> _WHAT YOU ARE ASKED TO DO_: Report each line of the records below that uses the word "fresh".

[Collected data entries]
☆ ☆ ☆ ☆ ☆

PR #581, opened 2026-06-05
Particle Reading (Runtime SoA)

ax3l:
Add methods to read into a general polymorpic, all-runtime PC from plotfiles (output or checkpoint).
Related to https://github.com/AMReX-Codes/pyamrex/discussions/488

- [x] review draft
- [x] depends on https://github.com/AMReX-Codes/amrex/pull/5476
- [x] add a user-facing workflow page: ["How to read back plotfiles"](https://pyamrex--581.org.readthedocs.build/en/581/usage/workflows.html)

### DIFF
--- a/src/amrex/extensions/ParticleContainer.py
+++ b/src/amrex/extensions/ParticleContainer.py
@@ -171,6 +171,82 @@ def pc_to_df(self, local=True, comm=None, root_rank=0):
     return df
 
 
+def read_particles(
+    amr, plotfile, particle_dir="particles", communicate=True, container=None
+):
+    """Read AMReX particle data from a plotfile or checkpoint.
+
+    The on-disk layout (number and names of the real/int components, the
+    precision and whether the file is a checkpoint) is discovered via
+    :py:class:`amrex.ParticleHeader`, which uses the same AMReX C++ header reader
+    as ``ParticleContainer::Restart``. A polymorphic, pure Struct-of-Arrays
+    ParticleContainer is then configured with matching runtime components and
+    restarted from the file - so no prior knowledge of the container's
+    compile-time layout is required.
+
+    Parameters
+    ----------
+    amr : module
+        The dimension-specific pyAMReX module (e.g. ``amrex.space3d``).
+    plotfile : str
+        Path to the plotfile / checkpoint directory.
+    particle_dir : str, optional
+        Name of the particle sub-directory inside ``plotfile``
+        (default: ``"particles"``).
+    communicate : bool, optional
+        Whether the added runtime components participate in redistribution
+        (default: ``True``).
+    container : ParticleContainer, optional
+        An existing, geometry-defined container to restart into. If ``None``
+        (default), the geometry is recovered from the plotfile's
+        :py:class:`amrex.PlotFileData` and a fresh polymorphic pure-SoA
+        container is created.
+
+    Returns
+    -------
+    ParticleContainer
+        The populated particle container. Iterate the data via, e.g.,
+        ``for pti in pc.iterator(level=0): soa = pti.soa()``.
+    """
+    header = amr.ParticleHeader.read(plotfile, particle_dir)
+
+    pc = container
+    if pc is None:
+        # recover the AMR geometry from the plotfile metadata
+        plt = amr.PlotFileData(plotfile)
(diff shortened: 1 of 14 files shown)


BenWibking (commented):
Looks reasonable to me. I am building this PR now to test with some Quokka plotfiles.

src/amrex/extensions/ParticleContainer.py
```diff
@@ -171,6 +171,82 @@ def pc_to_df(self, local=True, comm=None, root_rank=0):
...
+    ParticleContainer
+        The populated particle container. Iterate the data via, e.g.,
+        ``for pti in pc.iterator(level=0): soa = pti.soa()``.
+    """
+    header = amr.ParticleHeader.read(plotfile, particle_dir)
+
+    pc = container
+    if pc is None:
+        # recover the AMR geometry from the plotfile metadata
+        plt = amr.PlotFileData(plotfile)
```
BenWibking, line 259: Are particle outputs guaranteed to have a plotfile `Header`? It should probably throw an exception if this doesn't exist.

BenWibking:
Is this intended to work for multi-level plotfiles?

src/amrex/extensions/ParticleContainer.py
ax3l: Good questions for @atmyers :)

ax3l: Claude tells me:

>  - `<plotfile>/Header` (line 216, amr.PlotFileData(plotfile)): not guaranteed. It's only written by the mesh plotfile writers (WriteSingleLevelPlotfile etc.). A particle-only output — e.g.
  pc.write_plotfile("dir", "particles", ...) into a fresh directory, or a bare pc.checkpoint — has no top-level Header. When it's missing, `PlotFileDataImpl`'s constructor goes through `ReadAndBcastFile`
  → `FileOpenFailed` → `amrex::Abort`, which kills the Python interpreter — only our test suite sets `amrex.throw_exception=1` (tests/conftest.py:71); normal user sessions don't.
>   - `<plotfile>/<particle_dir>/Header` (line 211, `ParticleHeader.read`): always written by the particle writers, but a typo'd path dies the same way — `ParticleHeader::read` also uses `ReadAndBcastFile` with
  no existence check.
>
>  There's a subtler catch, too: for an application checkpoint directory the top-level Header exists but is in checkpoint format, which `PlotFileData` cannot parse — so existence alone isn't sufficient
  for the container=None path.
>
>  Recommended fix: `os.path.isfile` checks raising `FileNotFoundError` with actionable messages — always for the particle Header, and in the container is None branch for the top-level Header, telling the
  user to pass `container=` (a geometry-defined container) when the geometry can't be recovered from the file. Document in the docstring that geometry auto-recovery requires a plotfile with mesh data;
  checkpoints need `container=`.

atmyers: Particle outputs must have a plotfile `Header`. We support pure particle outputs without mesh data by writing a dummy MultiFab so that this `Header` gets included.

ax3l: yay, thanks!

atmyers: Claude is correct that it's possible write particle output without a plotfile, but most/all of the visualization tools won't understand them without the `Header`, so this shouldn't be done in practice.

ax3l:
Let's add a test for that. I think reading should work, but we might add them simply on level 0 for now an let users redistribute as needed.

ax3l:
Change:
  - Particles from all levels are read and when no container is passed, the auto-created container is single-level and all particles are placed on level 0 (positions preserved). There's a two-level roundtrip test now.
  - Added explicit checks: missing particle or plotfile Header now raises `FileNotFoundError`, and checkpoint-format top-level Headers raise `ValueError` pointing to the container argument, since `PlotFileData` can't parse those.

ax3l:
@atmyers @BenWibking ready for review / merge :)

ax3l:
@roelof-groenewald @WeiqunZhang Andrew and Ben are not available for a few week(s), can you potentially approve? :)

roelof-groenewald (approved):
Cool new feature!

PR #595, opened 2026-07-18
Migrate to nanobind, remove pybind11

BenWibking:
This is a vibe-coded experiment to see if it is feasible to replace pybind11 with nanobind. Apparently, it is!

[Benefits](https://github.com/wjakob/nanobind#nanobind-tiny-and-efficient-cpython-bindings):
* "~4× faster compile time"
* "~5× smaller binaries"
* " ~10× lower runtime overheads compared to pybind11"
* **Hidden bonus feature:** DLPack batteries included via [`nb::ndarray<...>`](https://nanobind.readthedocs.io/en/latest/ndarray.html#array-libraries)

Generated using ~1 million tokens from GPT-5.6-Sol.


ax3l:
Cool! @BenWibking van you try to use nanobind's stub generator to replace our pybind11-stubgen? We need stubs for docs and ipython completion.

CMakeLists.txt
```diff
@@ -366,6 +373,24 @@ add_custom_target(pyAMReX_python_sources ALL
...
+if(pyAMReX_BUILD_STUBS)
+    add_custom_target(pyAMReX_stubs)
+    foreach(D IN LISTS AMReX_SPACEDIM)
+        nanobind_add_stub(pyAMReX_${D}d_stub
+            MODULE amrex_${D}d_pybind
+            OUTPUT
+                ${pyAMReX_SOURCE_DIR}/src/amrex/space${D}d/amrex_${D}d_pybind/__init__.pyi
+            PYTHON_PATH $<TARGET_FILE_DIR:pyAMReX_${D}d>
+            DEPENDS pyAMReX_${D}d
+        )
```
BenWibking, line 389: @ax3l nanobind stubs are generated here using nanobind's CMake interface: https://nanobind.readthedocs.io/en/latest/typing.html#cmake-interface

BenWibking:
Amazingly, all tests pass on all compilers. I'm marking it ready for review.

src/Base/FabArray.cpp
```diff
@@ -19,87 +19,87 @@
 namespace
 {
     template<typename T>
-    void make_FabArray_T(py::module &m, std::string const &name)
+    void make_FabArray_T(nb::module_ &m, std::string const &name)
```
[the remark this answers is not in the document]
BenWibking: I don't understand this comment. @ax3l do you?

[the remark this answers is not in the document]
ax3l: Huh, I think that is a false positive.

tests/downstream_nanobind/CMakeLists.txt
```diff
@@ -0,0 +1,27 @@
+cmake_minimum_required(VERSION 3.24)
+project(pyAMReXDownstreamNanobind LANGUAGES C CXX)
+
+find_package(Python 3.8 COMPONENTS Interpreter Development.Module REQUIRED)
```
ax3l, line 4: Oh, that's a neat downstream integration test.

CMakeLists.txt
```diff
@@ -366,6 +373,24 @@ add_custom_target(pyAMReX_python_sources ALL
...
+        add_dependencies(pyAMReX_stubs pyAMReX_${D}d_stub)
```
ax3l, line 390: We might need to add a dependency `pyAMReX_${D}d_stub` -> `pyAMReX_${D}d` as well.

Maybe also env var helpers in case we do not want to rely on a  `pip_install` (to check).

setup.py
```diff
@@ -45,10 +45,19 @@ def run(self):
...
+            ignore=shutil.ignore_patterns(
+                "__pycache__", "*.pyc", "chk*", "diags*", "plt*"
+            ),
         )
 
 
+class BinaryDistribution(Distribution):
+    """Keep prebuilt-artifact wheels correctly tagged as platform wheels."""
+
+    def has_ext_modules(self):
```
ax3l: We probably can already merge those install fixes separately.

setup.py
```diff
@@ -273,6 +291,7 @@ def build_extension(self, ext):
     },
     # CMake: self-built as extension module
     ext_modules=cxx_modules,
+    distclass=BinaryDistribution,
```
ax3l: See above: probably separate PR already for this (fix)?

ax3l (commented):
This looks pretty great!

I added a few inline thoughts to research.

I will push a commit to undo the `.pyi` changes and might isolate the `setup.py` binary distr update once I understand it to a separate PR.

tests/downstream_nanobind/CMakeLists.txt
BenWibking: The AI came up with that after it broke on an earlier change. I think it's useful.

BenWibking:
I was confused to whether the .pyi files should be checked in. What is the policy on that? Is it documented somewhere?

ax3l:
Sorry for the confusion.

Yes, the `.pyi` files are checked in, because we need them to build Sphinx docs from.
(We have not enough CPU hours to rebuild the C++ bindings in RTD CI builders.)
Additionally, tools like IPython's Jedi auto-complete need them to give interactive users auto-completion hints.

But, they are only checked in via an auto-commit on `development`.
The reason for that is that if PRs change them, then nearly every PR will have a merge conflict with other open PRs. (I tried for a few days and realized that does not scale.)

Thus, our PR's CIs do build them, check they are valid, but they do not commit them.
Only the `development` branch does the last step, too: commit on changes.

yes, we should document this workflow / automation in the `development` or `maintenance` sections of the docs:
https://pyamrex.readthedocs.io

BenWibking:
> Sorry for the confusion.
> 
> Yes, the `.pyi` files are checked in, because we need them to build Sphinx docs from.
> 
> But, they are only checked in via an auto-commit on `development`. The reason for that is that if PRs change them, then nearly every PR will have a merge conflict with other open PRs. So that does not scale.

ah, okay :) That makes sense.

ax3l:
Before we merge this in (maybe early in a release cycle), I would do a whole BLAST build test to see if mixing nanobind and pybind11 works well for the mid-term, then migrate the rest of BLAST too. (I expect no issues.)

BenWibking:
Ok, I can extract the build fixes to a separate PR. I have some uncommitted fixes to make things easier when using `uv` to build/install.

BenWibking:
Build fixes moved to https://github.com/AMReX-Codes/pyamrex/pull/599.

setup.py
BenWibking: Moved to https://github.com/AMReX-Codes/pyamrex/pull/599.

setup.py
BenWibking: Moved to https://github.com/AMReX-Codes/pyamrex/pull/599.

PR #600, opened 2026-07-30
Config: Refactor into Dedicated Module

ax3l:
Port the improved Config treatment from ImpactX
(BLAST-ImpactX/impactx#1580) to pyAMReX:

- move the `Config` bindings from `AMReX.cpp` into a new `Config.cpp`
- centralize all build-time options in a single `std::variant`-based map, from which the read-only static properties are generated
- add a custom metaclass `__repr__` that prints the build configuration as an aligned table
- add `Config.to_dict()` returning the build configuration as a dict
- keep the runtime-mutable `verbose` option as a separate read/write static property

### DIFF
--- a/src/Base/AMReX.cpp
+++ b/src/Base/AMReX.cpp
@@ -3,14 +3,9 @@
 #include <AMReX.H>
 #include <AMReX_Vector.H>
 #include <AMReX_ParmParse.H>
-#include <AMReX_SIMD.H>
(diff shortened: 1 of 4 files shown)


roelof-groenewald (approved):
Just clean-up and reorganization. I'm assuming you don't really care about the bot complaining about lack of inline comments.

PR #609, opened 2026-08-12
Add `amr.xp`; factor the per-dimension module setup into a helper

ax3l:
Two commits: the feature, then the deduplication it motivated.

## 1. `amr.xp`: the array namespace matching the build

☆ ☆ ☆ ☆ ☆

> _THE ANSWER_:
+        :py:class:`amrex.PlotFileData` and a fresh polymorphic pure-SoA
  pc.write_plotfile("dir", "particles", ...) into a fresh directory, or a bare pc.checkpoint — has no top-level Header. When it's missing, `PlotFileDataImpl`'s constructor goes through `ReadAndBcastFile`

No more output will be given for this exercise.